**Material supplied**

PR #2290, opened 2022-08-22
Fix redirect for OIDC logins

### LINKED ISSUE #2289: Redirect URL is missing after OIDC authn
**Describe the bug**
Redirect URL is missing after OIDC authn. The URL parameter is lost when the redirect happen. The solution is to store the parameter in the session, and redirect after the OIDC has been verified (state with CSRF token etc).

berggren:
Redirect URL is missing after OIDC authn. The URL parameter is lost when the redirect happen. The solution is to store the parameter in the session, and redirect after the OIDC has been verified (state with CSRF token etc).

**Closing issues**
closes #2289


jaegeral (approved):
LGTM, thx

Issue #1621, opened 2021-02-16
Rename master -> main


berggren:
Rename master branch -> main branch.
https://github.com/github/renaming

jaegeral:
Maybe we should start to track which side effects this might have if we start the journey.

It will be more or less a ```s/master/main``` on https://github.com/google/timesketch/search?q=master

WDYT @kiddinn  / @berggren

jaegeral:
```
 1. Renamed your local master branch to main.
 2. Pushed the new main branch to the remote repository and set it to track origin/main.

  The next critical step, which you need to perform manually on GitHub, is:

  Step 3: Update the Default Branch on GitHub

   1. Go to your repository on GitHub.
   2. Click on the Settings tab.
   3. In the left sidebar, click on Branches.
   4. You will see the "Default branch" section. Click the switch branches icon (two arrows).
   5. Select main from the dropdown and click Update. Read the warning and confim
  ```

jaegeral:
I asked Gemini for a comprehensive guide and here is it:

# Part 1: For Main Repository Maintainers (`google/timesketch`)

These steps should be performed by a maintainer with administrative rights on the main
  repository.

## Step 1: Rename the Local `master` Branch

  In a local clone of the main repository, rename the branch.

   1 # Make sure you have the latest version of the master branch
   2 git checkout master
   3 git pull origin master
   4
   5 # Rename the branch to main
   6 git branch -m master main

## Step 2: Push the New `main` Branch to Remote

  Push the newly named main branch to the remote repository on GitHub. The -u flag sets the
  upstream tracking branch.

   1 git push -u origin main

 ## Step 3: Update the Default Branch on GitHub (Critical Step)

  This must be done on the GitHub website.

   1. Navigate to the main repository's page on GitHub.
   2. Go to Settings > Branches.
   3. Next to the "Default branch" name, click the switch icon (two arrows).
   4. In the dialog, select main as the new default branch and click Update.
   5. Read the warning and confirm. GitHub will now show main as the default branch.

##  Step 4: Update Branch Protection Rules

  If you have branch protection rules for master, you must update them to apply to main.

   1. Go to Settings > Branches.
   2. In the "Branch protection rules" section, you can either edit the existing rule for master and
      change the branch name to main, or create a new rule for main that mirrors the old settings.

 ## Step 5: Update Internal Repository References

  Search the repository for any hardcoded references to master and update them to main. This is
[...]

PR #2293, opened 2022-08-22
Replace master in most places and replace with main

jaegeral:
This issue will most likely fail all the tests.

This is an attempt to replace the term master with main.

#1621

When merged, the main branch also needs to be renamed according to https://github.com/github/renaming.


berggren:
I will close this out for now. We will get to this, but the longer this PR sits still the conflicts are gonna be more difficult to manage. We will do this as soon as time permits.

PR #2304, opened 2022-08-25
Add manual event to timelines

marcobrotto:
# Add manual events to timelines

This PR is relative only to _frontend-ng_.

With the following PR, the user can insert a new manual event.

The manual event can be independent or associated with a timeline's event. The only difference between the 2 cases is that in the second one, the default datetime is the one of the timeline's event.

The next image shows an example of the first case: the user needs to specify the datetime.

Screenshot 2022-08-25 1 12 31 PM

The next image shows an example of the second case: the default datetime is the one associated to the 

Screenshot 2022-08-25 2 13 25 PM

With the following feature the user can also enrich the event with attributes (button *Add attribute*).

Screenshot 2022-08-25 2 15 31 PM

## Main modifications

New file created: `src/components/Explore/AddmanualEvent.vue`

New RestAPI added in `src/components/utils/RestAPIClient.js`: `createEvent`

## Open problems: 
1. The web page needs to be reloaded when the user inserts a manual event.
2. The menu is not displayed at the top of the page when the manual event is inserted from one timeline's event at the bottom of the list. (style problem?)
3. [General problem] When I insert a manual event using the python API sketch.add_event(...) the server creates a new timeline (said T1). However, if I delete T1, and then I insert another manual event (i.e., again sketch.add_event(...)), the server crashes and I cannot use anymore the sketch where T1 was previously created.

## Checks

- [x] All tests succeed.

## Closing Issue
 `closes 1940`


timesketch/frontend-ng/src/components/Explore/AddManualEvent.vue
```diff
@@ -0,0 +1,182 @@
...
+      set(val) {
+        if (val !== null) this.datetime = dayjs.utc(val).millisecond(0).toISOString()
+      },
+      get() {
+        return this.datetime
+      },
+    },
+  },
+  methods: {
+    setAddAttributeBtn: function (i) {
```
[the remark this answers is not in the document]
tomchop: As a second though, if the sole purpose of this function is to determine whether the button should be enabled (through the isDisabled attribute), I think a better way to reflect this would be to make isDisabled a computed property that does the check you do on L139 and returns true or false.

The only caveat that I can think of is whether the computed property will register changes on the attributes in objects contained in your list, but according to [this](https://vuejs.org/guide/essentials/reactivity-fundamentals.html#deep-reactivity) it should.

timesketch/frontend-ng/src/components/Explore/AddManualEvent.vue
```diff
@@ -0,0 +1,182 @@
...
+      if (this.attributes[i].name === '' || this.attributes[i].value === '') {
+        this.isDisabled = true
+      } else {
+        this.isDisabled = false
+      }
+    },
+    addAttribute: function () {
+      this.attributes.push({ name: '', value: '' })
+      this.isDisabled = true
```
tomchop, line 147: You wouldn't need to set isDisabled if you go with the computed property. (same for L154)

timesketch/frontend-ng/src/components/Explore/AddManualEvent.vue
```diff
@@ -0,0 +1,182 @@
...
+      let config = {
+        headers: {
+          'Content-Type': 'application/json',
+        },
+      }
+      let attributes = {}
+      this.attributes.forEach((attribute) => {
+        if (attribute.name === '' || attribute.value === '') return
+        attributes[attribute.name] = attribute.value
+      })
```
tomchop, line 171: It's probably fine to leave this this way, but I'd change this to use `filter` and `reduce` (https://developer.mozilla.org/en-US/docs/Web/JavaScript/Reference/Global_Objects/Array/Reduce).

timesketch/frontend-ng/src/views/Explore.vue
```diff
@@ -627,9 +656,11 @@ export default {
       leftDrawer: true,
       expandedRows: [],
       timeFilterMenu: false,
+      addManualEvent: false,
       saveSearchMenu: false,
       saveSearchFormName: '',
       fromSavedSearch: false,
+      datetime: '',
```
tomchop, line 663: Could we be a bit more specific in the naming of this variable? i.e. someone stumbling upon this component would have a hard time figuring out that this is to be used exclusively for adding new events.

tomchop (dismissed):

timesketch/frontend-ng/src/components/Explore/AddManualEvent.vue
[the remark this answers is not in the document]
marcobrotto: Make sense!
What about something like this:
```
isDisabled() {
      return this.attributes.some((attribute) => {
        return attribute.name === '' || attribute.value === ''
      })
    },
```
In this way, also the previous input text will contribute to the final value of isDisabled

timesketch/frontend-ng/src/components/Explore/AddManualEvent.vue
marcobrotto:
```
<v-btn text color="primary" @click="attributes.push({ name: '', value: '' })" :disabled="isDisabled"> Add Attribute </v-btn>

```

timesketch/frontend-ng/src/components/Explore/AddManualEvent.vue
marcobrotto:
```
<v-btn text color="primary" @click="attributes.push({ name: '', value: '' })" :disabled="isDisabled"> 
    Add Attribute 
</v-btn>
```

timesketch/frontend-ng/src/components/Explore/AddManualEvent.vue
marcobrotto: I am not sure I understood: do you mean something like this?
```
let attributes = {}
this.attributes.reduce((_, attribute) => {
  if (!(attribute.name === '' || attribute.value === '')) attributes[attribute.name] = attribute.value
}, attributes)
```

jaegeral (approved):

PR #354, opened 2021-02-09
feat: add css vars for gradients

sergigraciaj:


afontcu:
>  ⚠️ The ma-range gradient is backwards: discuss if there is freedom for the gradient orientation in specifics parts or if the orientation is fixed.

Discussed this with @icurdu a few days ago and Range gradient orientation is fine, but the DS variable should still be left-right. However he can confirm this 😉

docs/tokens/gradients/gradients.stories.js
```diff
@@ -0,0 +1,53 @@
...
+  parameters: {
+    docs: { page: docs },
+  },
+}
+
+export const Gradients = () => ({
+  template: `
+    <ma-stack space="large">
+      <div v-for="(gradient, name) in gradients" :key="name">
+        <h2 v-text="getName(name)"/>
```
afontcu, line 15: MaHeading? 😬

src/components/MaButton/MaButton.css
```diff
@@ -118,14 +118,7 @@
...
 .ma-button--gradient {
-  background-image: linear-gradient(
-    to right,
-    var(--color-pink-base) 0%,
-    var(--color-orange-base) 40%,
-    var(--color-yellow-dark) 50%,
-    var(--color-orange-base) 60%,
-    var(--color-pink-base) 100%
-  );
+  background-image: var(--gradient-pink-orange-yellow);
```
afontcu, line 121: Issue here is that Button features a double-sized background, so that it can "slide" when hovering. I'm not quite sure we can handle this otherwise, so I would keep it as an standalone gradient for the button 🤷‍♀️  Let's assume a button is visible enough so that if we change all gradients, we'll notice 😂

edufarre (commented):
Overall, looks good to me. Shall we discuss what should we do with the button before shipping this to prod?

sergigraciaj:
https://github.com/holaluz/margarita/blob/66936813fb0958c48d0e2144ab6d0f26b8e18777/src/tokens/gradient.js#L4-L5

I decided to name it by its DS name, and to add just the colors and percentage, so the css calling this is responsible of the orientation (as we do in ma-range). This solves the left-to-right gradients and let us do top-to-bottom gradients if needed.

docs/tokens/gradients/gradients.stories.js
```diff
@@ -0,0 +1,54 @@
...
+    </ma-stack>
+  `,
+
+  data() {
+    return {
+      gradients: gradient,
+      stackStyle: {
+        fontWeight: 'normal',
+        fontSize: '0.75rem',
+        marginTop: '1rem',
```
afontcu, line 31: Not really important, but: any margin-top declaration smells like a missing Stack 😬

afontcu (changes requested):
Implementation looks good, but it seems like tokens… have not been generated? There are no tracked changes for `src/css/tokens.css` or its SCSS counterpart.

Didn't the precommit hook trigger the `tokens:build` script?

docs/tokens/gradients/gradients.stories.js
afontcu: (btw you could've simplify it a bit by simply using Stack as loop parent: `<ma-stack v-for="...">`

edufarre (approved):
Shall we update the `story` in order to be an written in `mdx` thus just having **1 file** to maintain for its `story` and `docs`>

However, we could tackle this in a future iteration

edufarre (approved):
Good job mate! 🚀  

Do not forget to update the branch with the latest code additions located in the master branch tho

afontcu (approved):
LGTM

I'd only fix the indentation on `docs/tokens/colors.stories.mdx` (looks like it's using a 4 spaces indentation)

sergigraciaj:
> I'd only fix the indentation on `docs/tokens/colors.stories.mdx` (looks like it's using a 4 spaces indentation)

The right one is 2 spaces indentation, yup?
I don't know why I got this issues just in this file... : /

PR #355, opened 2021-02-10
docs: Add Spacing tokens doc

edufarre:
Documentation page link -> https://601199d127273f0021b037b0-qyeivtvayb.chromatic.com/?path=/story/tokens-spacing--page

### Pros:
- Same page for 'canvas' and 'docs' page -> just maintain one file/documentation (shall we do the same with the colors and the other tokens?)

### Cons?
- Still need to figure out how to use our components in MDX (I would like to use `MaStack` here) 🆘 

### Quick win:
Stop checking on `margarita` the relation between token/prop namings and actual spacing size 💯 

Screen Shot 2021-02-10 at 11 18 46

### DIFF
--- a/docs/tokens/spacing.stories.mdx
+++ b/docs/tokens/spacing.stories.mdx
@@ -1,0 +1,23 @@
+import { Meta, Story } from '@storybook/addon-docs/blocks';
+import { spacing } from '../../src/tokens'
+import MaDatagrid from '../../src/components/MaDatagrid'
+
+<Meta title="Tokens/Spacing" />
+
+export const tokenRows = Object.entries(spacing).map(([tokenName,tokenValue])=>{
+    return {name:tokenName,value:tokenValue}
+})
+
+export const tokenColumns = [{name:'Spacing name',value:'name'},{name:'Spacing value',value:'value'}]
+
+export const Template = (args) => <MaDatagrid {...args } />
+
+# Spacing
+This is our values for spacing vertically and horizontally layout elements, based on 8px-grid. 
+
+<Story name="spacing" args={{
+     :rows: tokenRows
+     :columns: tokenColumns
+  }}>
+    {Template.bind({})}
+  </Story>
--- a/docs/tokens/spacing.stories.mdx
+++ b/docs/tokens/spacing.stories.mdx
@@ -5,7 +5,7 @@ import { spacing } from '../../src/tokens'
 
 # Spacing
 
-Consistent spacing creates visual balance, rythm and visual understanding that makes the user interface (UI) easier for our users to scan.
+Consistent spacing creates visual balance, rythm and visual understanding that makes the user interface (UI) easier to scan. All spacing is done in increments of 8 pixels, which is the basic unit of measurement for spacing.
 
 ---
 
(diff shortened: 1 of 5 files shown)


docs/tokens/spacing.stories.mdx
```diff
@@ -0,0 +1,41 @@
...
+## Layout Spacing
+
+<div style={{display: 'grid', gridAutoFlow: 'rows', gap: '2rem', marginTop: '1.5rem'}}>
+{
+  Object.entries(spacing).map(([tokenName,tokenValue]) => (
+    <div style={{display: 'grid', gridAutoFlow: 'column', gap: '3rem', maxWidth: '600px', alignItems: 'center', gridTemplateColumns: '4rem 11rem 4rem 3rem'}}>
+      <span>{tokenName}</span>
+      <div style={{width: tokenValue, height: tokenValue, backgroundColor: 'var(--color-gray-light)', justifySelf: 'center'}}/>
+      <span>{tokenValue}</span>
+      <span>{Number(tokenValue.split('rem')[0])*16}px</span>
```
afontcu, line 29: Humm, this is only true as long as user has defined a 16px as a default font-size for the browser (which is usually the case, but not always – this is the reason we use `rem` instead of `px`).

afontcu:
Question: Is it possible to hide the Canvas tab and leave the Docs only? Not sure if doable

docs/tokens/spacing.stories.mdx
edufarre: I was not 100% agree with this, but @icurdu asked for it. How could we tackle this with a different approach @afontcu ? Would love some help here

src/components/MaStack/MaStack.vue
```diff
@@ -19,6 +19,8 @@ export default {
   props: {
     /**
      * Sets the space gap between children.
+     *
+     * [Spacing tokens documentation](https://holaluz.github.io/margarita/?path=/story/tokens-spacing--page)
```
afontcu, line 23: Wow, does this display a link on VSC? 😮  It'd be amazing. I reckon JSDoc has a `@see` tag, but I guess vue-docgen-api won't parse it

edufarre: I tried `@see` and `@link`, does not look like its util. I did not see any change tho

edufarre:
> Question: Is it possible to hide the Canvas tab and leave the Docs only? Not sure if doable
AFAIK, nope 😞  However, we can just have 1 file to 'define' these stories, and that's what this PR aims as well.

See [storybook documentation](https://storybook.js.org/docs/react/writing-docs/mdx#documentation-only-mdx)

src/components/MaStack/MaStack.vue
edufarre: >Wow, does this display a link on VSC? 

You've got the screenshot in the PR description 😄

afontcu: neat 🎉🎉🎉

sergigraciaj:
> * Same page for 'canvas' and 'docs' page -> just maintain one file/documentation (shall we do the same with the colors?)

I agree with this 👍

afontcu:
> Still need to figure out how to use our components in MDX (I would like to use `MaStack` here) 🆘

I don't think this will work out of the box because storybook is built with React, so there's no way for MDX to understand Vue components. I'm not even sure adding a webpack loader would suffice… 😞

docs/tokens/spacing.stories.mdx
afontcu: I would only keep the `rem` values, and make sure we also use them in our designs (that is, do not talk about `px` in general) 💡

edufarre:
Sooooo... This has been here for a week, what shall we do with it? 🤔

afontcu:
> Sooooo... This has been here for a week, what shall we do with it? 🤔

https://github.com/holaluz/margarita/pull/355/files#r574387585

docs/tokens/spacing.stories.mdx
edufarre: Done

sergigraciaj (approved):

cillascillas (approved):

**Your objective**
Could you please copy the lines of the listing above exactly, from its first line through the line bearing "These steps should", and nothing more?

**Solution**
PR #2290, opened 2022-08-22
Fix redirect for OIDC logins

### LINKED ISSUE #2289: Redirect URL is missing after OIDC authn
**Describe the bug**
Redirect URL is missing after OIDC authn. The URL parameter is lost when the redirect happen. The solution is to store the parameter in the session, and redirect after the OIDC has been verified (state with CSRF token etc).

berggren:
Redirect URL is missing after OIDC authn. The URL parameter is lost when the redirect happen. The solution is to store the parameter in the session, and redirect after the OIDC has been verified (state with CSRF token etc).

**Closing issues**
closes #2289


jaegeral (approved):
LGTM, thx

Issue #1621, opened 2021-02-16
Rename master -> main


berggren:
Rename master branch -> main branch.
https://github.com/github/renaming

jaegeral:
Maybe we should start to track which side effects this might have if we start the journey.

It will be more or less a ```s/master/main``` on https://github.com/google/timesketch/search?q=master

WDYT @kiddinn  / @berggren

jaegeral:
```
 1. Renamed your local master branch to main.
 2. Pushed the new main branch to the remote repository and set it to track origin/main.

  The next critical step, which you need to perform manually on GitHub, is:

  Step 3: Update the Default Branch on GitHub

   1. Go to your repository on GitHub.
   2. Click on the Settings tab.
   3. In the left sidebar, click on Branches.
   4. You will see the "Default branch" section. Click the switch branches icon (two arrows).
   5. Select main from the dropdown and click Update. Read the warning and confim
  ```

jaegeral:
I asked Gemini for a comprehensive guide and here is it:

# Part 1: For Main Repository Maintainers (`google/timesketch`)

These steps should be performed by a maintainer with administrative rights on the main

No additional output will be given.